After the alignment stage, you can focus on analyzing your data. Tools like Sailfish, RSEM and BitSeq13 will help you quantify your transcription levels, whilst tools like MISO, which quantifies alternatively spliced genes, are available for more specialized analysis.14 There is a library of these tools out there, and reading reviews and roundups are your best way to find the right tool for your research.

To sum up, modern-day RNA-seq is well established as the superior option to microarrays and will likely remain the preferred option for the time being.  

Challenges of RNA-seq

Significant progress has been made in the field of RNA-seq over the last decade or so. The associated costs have reduced significantly while throughput has increased, sequence fidelity is far superior to earlier iterations of the NGS technologies and the availability of data analysis tools and pipelines has improved tremendously. However, there remain a number of challenges for scientists to bear in mind when considering RNA-seq experiments. These include:

Isolating sufficient, high-quality RNA – while the sample quantity requirements for RNA-seq analysis have reduced drastically, it is still important to ensure you are able to obtain sufficient RNA to fulfill all your analysis requirements, including repeats if necessary. It is also important to bear in mind that, while you may isolate total RNA, depending upon your experimental question, you are likely only to be sequencing a fraction of this (typically messenger RNA (mRNA)), further reducing your sample quantity. This must also be of high quality and purity as poor samples are likely to lead to poor results, or in some cases failure within the library preparation protocol. The quality and concentration of RNA can be determined using UV-visible spectroscopy. Unlike DNA, RNA degrades rapidly so it important to treat samples with care at all stages of isolation and purification. Degradation may not be uniform, hindering the comparison of transcription levels between genes. Low-level transcripts may be lost from the sequenced population altogether.

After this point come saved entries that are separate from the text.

Issue #406, opened 2021-07-27
Support modules and use in statement mover


iromeo:
See `SmkStatementMover`, related to #355

dakochik:
Fixed:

The impact of sample pooling – pooling samples prior to library preparation (without the use of barcoding) can reduce sequencing effort and costs or enable sequencing in cases where sample quantities are very limited. However, it is important to account for this during data analysis, with one such pool considered to be one biological replicate, not however many samples went in to making up the pool. Variations between the pooled samples can lead to misleading results and statistical issues so possible implications should be considered during the experimental design process.

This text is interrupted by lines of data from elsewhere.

Issue #408, opened 2021-07-28
Inspection for execution sections in 'use' section


dakochik:
If an execution section appears in 'use' section, we are getting misleading message:

![127199324-845f9c69-9799-4e09-9aab-b8e78e5c5fd8](https://user-images.githubusercontent.com/55440084/127272989-56933eb4-0e85-4157-a229-681cef58a8f4.png)

But in this case, snakemake prints an error with message: "Unexpected keyword shell in rule definition"
So, we need to add a more appropriate message.
Related to #355

iromeo:
Similar for subworflows:
```
subworkflow foo:
    input: ""
```
See `..../python3.8/site-packages/snakemake/parser.py`
```python
        if is_name(token):
            try:
                if token.string == "snakefile":
                    self.has_snakefile = True
                if token.string == "workdir":
                    self.has_workdir = True
                for t in self.subautomaton(token.string).consume():
                    yield t
            except KeyError:
                self.error(
                    "Unexpected keyword {} in "
                    "subworkflow definition".format(token.string),
                    token,
                )
```

iromeo:
For `module`
```
    def block_content(self, token):
        if is_name(token):
            try:
                if token.string == "snakefile":
                    self.has_snakefile = True
                if token.string == "meta_wrapper":
                    self.has_meta_wrapper = True
                for t in self.subautomaton(token.string).consume():
                    yield t
            except KeyError:
                self.error(
                    "Unexpected keyword {} in "
                    "module definition".format(token.string),
                    token,
                )
```

dakochik:
Fixed:

![unrecognized section #1](https://user-images.githubusercontent.com/55440084/128990510-64d924b1-6f42-4acf-880e-467288dc5e00.PNG)
![unrecognized section #2](https://user-images.githubusercontent.com/55440084/128990525-f1fbd968-0488-4173-be6e-b0e51511788c.PNG)

iromeo:
@dakochik Please add short feature demo (png or gif)

dakochik:
Done: 

![unused log section use case](https://user-images.githubusercontent.com/55440084/129573972-8ad7e6b3-73b7-4f29-8c18-4f56e332f01b.PNG)

PR #417, opened 2021-08-11
Features/#408 unexpected sections

dakochik:
Issue #408 is resolved. `SmkUnrecognizedSectionInspection` shows special error message if unrecognized subsection is acceptable for another section.


src/main/kotlin/com/jetbrains/snakecharm/inspections/SmkUnrecognizedSectionInspection.kt
```diff
@@ -46,17 +56,29 @@ class SmkUnrecognizedSectionInspection : SnakemakeInspection() {
...
+                        "INSP.NAME.section.unexpected",
+                        sectionKeyword,
+                        sectionName,
+                        appropriateSection
+                    )
+                }
                 registerProblem(
                     sectionNamePsi,
-                    SnakemakeBundle.message("INSP.NAME.section.unrecognized.message", sectionKeyword),
+                    message,
```
iromeo, line 81: This implementation hardcodes problem type and ignores IDE settings, let's use `ProblemHighlightType.GENERIC_ERROR_OR_WARNING` instead.

src/main/kotlin/com/jetbrains/snakecharm/inspections/SmkUnrecognizedSectionInspection.kt
```diff
@@ -8,11 +8,17 @@ import com.intellij.codeInspection.ui.ListEditForm
...
 import com.jetbrains.snakecharm.lang.psi.elementTypes.SmkElementTypes
 import com.jetbrains.snakecharm.inspections.quickfix.AddIgnoredElementQuickFix
+import com.jetbrains.snakecharm.lang.SnakemakeNames.CHECKPOINT_KEYWORD
+import com.jetbrains.snakecharm.lang.SnakemakeNames.MODULE_KEYWORD
+import com.jetbrains.snakecharm.lang.SnakemakeNames.RULE_KEYWORD
+import com.jetbrains.snakecharm.lang.SnakemakeNames.SUBWORKFLOW_KEYWORD
+import com.jetbrains.snakecharm.lang.SnakemakeNames.USE_KEYWORD
 import javax.swing.JComponent
 
 class SmkUnrecognizedSectionInspection : SnakemakeInspection() {
```
iromeo, line 24: According to the inspection description it highligts section keywords not supported by the plugin. I think #408 should be an independent inspection. More over in case of #408 we are pretty sure that we will get runtime error, thus it should be ERROR, not weak warning.

iromeo (commented):
Works ok, but need to be extracted to a separat inpsection + fix highlighting error type to `ProblemHighlightType.GENERIC_ERROR_OR_WARNING` in order to allow user change inspection highlighting from IDE settings (both inspections)

src/main/kotlin/com/jetbrains/snakecharm/inspections/SmkUnrecognizedSectionInspection.kt
```diff
@@ -72,5 +94,13 @@ class SmkUnrecognizedSectionInspection : SnakemakeInspection() {
 
     override fun createOptionsPanel(): JComponent? =
         ListEditForm(SnakemakeBundle.message("INSP.NAME.section.unrecognized.ignored"), ignoredItems).contentPanel
+
+    private fun getSectionBySubsection(name: String) = when (name) {
+        in RULE_OR_CHECKPOINT_SECTION_KEYWORDS -> RULE_KEYWORD
```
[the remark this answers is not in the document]
dakochik: If I understand your idea correctly, we can't just take section keyword because inspected subsection is already inappropriate for this sectiction and we're using such switch to get the section name, where current subsection can be used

Trading-off sequencing depth against sample number – It may seem appealing to get as many samples done in a single sequencing run as possible to reduce costs and machine time. However, this comes at a cost. The more samples are multiplexed, the fewer reads will be obtained for each of those samples. With reducing read depth comes mounting uncertainty as to the reliability of the sequences obtained. Sequencing technologies are still far from perfect, and mistakes are made in reads. It is therefore important to find the sweet spot between obtaining sufficient read depth to give confidence in the quality and fidelity of the sequencing data obtained and maximizing sequencing capacity to ensure sufficient biological replicates can be analyzed to give meaningful data.